## Exercise objective
Starting at the line that contains "Closing this PR.", transcribe each line exactly through the last line of the data. Include nothing else.

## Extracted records

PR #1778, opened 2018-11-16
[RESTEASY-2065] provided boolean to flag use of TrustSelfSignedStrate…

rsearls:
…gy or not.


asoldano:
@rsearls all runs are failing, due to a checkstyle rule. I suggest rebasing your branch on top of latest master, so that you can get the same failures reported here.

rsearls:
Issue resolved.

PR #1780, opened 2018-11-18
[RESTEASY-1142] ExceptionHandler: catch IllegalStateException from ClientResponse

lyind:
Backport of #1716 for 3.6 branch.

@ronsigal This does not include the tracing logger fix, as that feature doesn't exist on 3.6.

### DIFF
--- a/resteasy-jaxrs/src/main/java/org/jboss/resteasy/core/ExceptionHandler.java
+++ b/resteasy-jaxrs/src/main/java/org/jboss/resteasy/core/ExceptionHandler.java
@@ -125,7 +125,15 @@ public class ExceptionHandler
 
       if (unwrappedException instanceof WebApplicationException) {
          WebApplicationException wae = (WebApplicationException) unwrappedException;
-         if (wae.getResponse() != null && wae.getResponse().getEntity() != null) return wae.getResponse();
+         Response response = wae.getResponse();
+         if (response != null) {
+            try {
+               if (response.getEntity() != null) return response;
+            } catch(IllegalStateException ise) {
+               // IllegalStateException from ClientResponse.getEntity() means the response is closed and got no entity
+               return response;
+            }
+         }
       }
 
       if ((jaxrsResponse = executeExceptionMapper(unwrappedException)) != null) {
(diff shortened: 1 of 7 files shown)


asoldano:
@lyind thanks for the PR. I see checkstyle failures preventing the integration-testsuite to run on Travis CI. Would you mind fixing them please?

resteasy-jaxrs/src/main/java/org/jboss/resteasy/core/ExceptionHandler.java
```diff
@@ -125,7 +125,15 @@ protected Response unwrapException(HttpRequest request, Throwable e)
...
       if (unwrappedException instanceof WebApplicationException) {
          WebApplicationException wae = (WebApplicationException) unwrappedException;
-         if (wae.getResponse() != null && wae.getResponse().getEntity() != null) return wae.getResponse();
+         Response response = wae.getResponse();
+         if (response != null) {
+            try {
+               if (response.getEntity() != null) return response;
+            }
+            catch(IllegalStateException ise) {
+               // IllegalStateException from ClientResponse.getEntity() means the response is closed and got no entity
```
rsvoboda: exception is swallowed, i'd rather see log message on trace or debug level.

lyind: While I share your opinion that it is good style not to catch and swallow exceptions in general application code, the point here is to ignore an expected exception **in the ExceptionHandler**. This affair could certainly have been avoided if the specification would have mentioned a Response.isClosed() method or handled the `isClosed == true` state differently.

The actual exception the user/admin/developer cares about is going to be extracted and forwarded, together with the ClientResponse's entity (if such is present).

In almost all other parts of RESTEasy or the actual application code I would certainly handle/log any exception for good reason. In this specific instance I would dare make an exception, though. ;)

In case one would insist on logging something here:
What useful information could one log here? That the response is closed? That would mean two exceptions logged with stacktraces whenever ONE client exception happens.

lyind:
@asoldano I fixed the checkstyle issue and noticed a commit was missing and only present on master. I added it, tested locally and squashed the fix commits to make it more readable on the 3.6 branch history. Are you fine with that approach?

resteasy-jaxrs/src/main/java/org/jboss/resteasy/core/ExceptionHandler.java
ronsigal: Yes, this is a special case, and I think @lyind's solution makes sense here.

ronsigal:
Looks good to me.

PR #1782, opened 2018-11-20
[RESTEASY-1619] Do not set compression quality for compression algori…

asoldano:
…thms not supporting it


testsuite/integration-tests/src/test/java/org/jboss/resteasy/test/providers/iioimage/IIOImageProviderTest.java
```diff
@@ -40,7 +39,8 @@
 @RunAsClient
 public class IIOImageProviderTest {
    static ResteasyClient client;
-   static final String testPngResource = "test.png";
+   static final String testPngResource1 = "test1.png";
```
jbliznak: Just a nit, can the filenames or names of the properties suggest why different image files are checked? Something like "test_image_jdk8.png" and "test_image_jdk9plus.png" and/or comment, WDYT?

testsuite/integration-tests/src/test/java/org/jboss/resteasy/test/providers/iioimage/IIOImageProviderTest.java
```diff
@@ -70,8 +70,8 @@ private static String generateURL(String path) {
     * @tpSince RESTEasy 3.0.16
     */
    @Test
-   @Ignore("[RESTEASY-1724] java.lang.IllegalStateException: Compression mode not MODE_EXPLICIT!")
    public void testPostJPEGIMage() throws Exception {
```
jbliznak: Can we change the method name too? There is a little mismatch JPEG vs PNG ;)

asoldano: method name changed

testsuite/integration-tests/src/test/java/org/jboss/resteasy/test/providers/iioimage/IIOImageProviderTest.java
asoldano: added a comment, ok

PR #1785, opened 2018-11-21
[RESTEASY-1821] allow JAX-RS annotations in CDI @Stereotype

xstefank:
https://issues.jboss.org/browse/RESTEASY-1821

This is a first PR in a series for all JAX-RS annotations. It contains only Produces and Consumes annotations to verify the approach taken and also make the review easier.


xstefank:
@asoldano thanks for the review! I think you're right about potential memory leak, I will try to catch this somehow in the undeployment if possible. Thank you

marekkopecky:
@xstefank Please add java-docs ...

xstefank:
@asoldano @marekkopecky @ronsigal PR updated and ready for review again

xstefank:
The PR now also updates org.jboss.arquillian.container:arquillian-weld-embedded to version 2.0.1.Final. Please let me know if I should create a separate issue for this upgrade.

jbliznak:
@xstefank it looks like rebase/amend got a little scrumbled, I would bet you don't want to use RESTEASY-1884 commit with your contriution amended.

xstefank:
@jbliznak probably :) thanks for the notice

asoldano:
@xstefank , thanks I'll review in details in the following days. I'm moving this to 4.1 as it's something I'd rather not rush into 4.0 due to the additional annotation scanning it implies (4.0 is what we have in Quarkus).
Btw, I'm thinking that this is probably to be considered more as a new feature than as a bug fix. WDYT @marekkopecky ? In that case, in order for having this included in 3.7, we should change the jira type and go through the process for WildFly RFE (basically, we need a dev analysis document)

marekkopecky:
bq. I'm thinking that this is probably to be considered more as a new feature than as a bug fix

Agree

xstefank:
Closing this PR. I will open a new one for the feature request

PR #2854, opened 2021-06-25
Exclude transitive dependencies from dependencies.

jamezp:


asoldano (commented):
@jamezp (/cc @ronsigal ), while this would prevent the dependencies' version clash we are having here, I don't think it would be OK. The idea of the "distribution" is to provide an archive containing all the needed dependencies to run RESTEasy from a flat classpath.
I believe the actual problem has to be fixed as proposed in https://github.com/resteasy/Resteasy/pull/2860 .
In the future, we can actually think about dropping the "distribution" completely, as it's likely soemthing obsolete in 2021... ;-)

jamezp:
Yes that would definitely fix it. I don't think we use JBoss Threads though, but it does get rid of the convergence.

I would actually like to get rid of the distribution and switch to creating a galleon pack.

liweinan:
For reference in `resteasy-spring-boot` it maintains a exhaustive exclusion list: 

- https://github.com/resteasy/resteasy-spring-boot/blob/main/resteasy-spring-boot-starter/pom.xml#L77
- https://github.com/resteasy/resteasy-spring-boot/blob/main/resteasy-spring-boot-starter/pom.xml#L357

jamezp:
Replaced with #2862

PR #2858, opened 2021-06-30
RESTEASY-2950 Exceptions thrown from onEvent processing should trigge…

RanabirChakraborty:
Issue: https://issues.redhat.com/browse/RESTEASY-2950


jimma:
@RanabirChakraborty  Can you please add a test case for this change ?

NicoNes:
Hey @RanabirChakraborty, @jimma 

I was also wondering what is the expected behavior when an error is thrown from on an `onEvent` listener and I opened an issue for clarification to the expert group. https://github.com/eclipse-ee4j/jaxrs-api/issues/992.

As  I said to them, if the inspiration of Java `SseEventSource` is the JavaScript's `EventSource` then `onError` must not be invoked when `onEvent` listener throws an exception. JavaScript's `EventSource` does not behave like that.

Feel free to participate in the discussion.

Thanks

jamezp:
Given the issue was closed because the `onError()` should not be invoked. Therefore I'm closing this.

## Expected answer
Closing this PR. I will open a new one for the feature request

PR #2854, opened 2021-06-25
Exclude transitive dependencies from dependencies.

jamezp:


asoldano (commented):
@jamezp (/cc @ronsigal ), while this would prevent the dependencies' version clash we are having here, I don't think it would be OK. The idea of the "distribution" is to provide an archive containing all the needed dependencies to run RESTEasy from a flat classpath.
I believe the actual problem has to be fixed as proposed in https://github.com/resteasy/Resteasy/pull/2860 .
In the future, we can actually think about dropping the "distribution" completely, as it's likely soemthing obsolete in 2021... ;-)

jamezp:
Yes that would definitely fix it. I don't think we use JBoss Threads though, but it does get rid of the convergence.

I would actually like to get rid of the distribution and switch to creating a galleon pack.

liweinan:
For reference in `resteasy-spring-boot` it maintains a exhaustive exclusion list: 

- https://github.com/resteasy/resteasy-spring-boot/blob/main/resteasy-spring-boot-starter/pom.xml#L77
- https://github.com/resteasy/resteasy-spring-boot/blob/main/resteasy-spring-boot-starter/pom.xml#L357

jamezp:
Replaced with #2862

PR #2858, opened 2021-06-30
RESTEASY-2950 Exceptions thrown from onEvent processing should trigge…

RanabirChakraborty:
Issue: https://issues.redhat.com/browse/RESTEASY-2950


jimma:
@RanabirChakraborty  Can you please add a test case for this change ?

NicoNes:
Hey @RanabirChakraborty, @jimma 

I was also wondering what is the expected behavior when an error is thrown from on an `onEvent` listener and I opened an issue for clarification to the expert group. https://github.com/eclipse-ee4j/jaxrs-api/issues/992.

As  I said to them, if the inspiration of Java `SseEventSource` is the JavaScript's `EventSource` then `onError` must not be invoked when `onEvent` listener throws an exception. JavaScript's `EventSource` does not behave like that.

Feel free to participate in the discussion.

Thanks

jamezp:
Given the issue was closed because the `onError()` should not be invoked. Therefore I'm closing this.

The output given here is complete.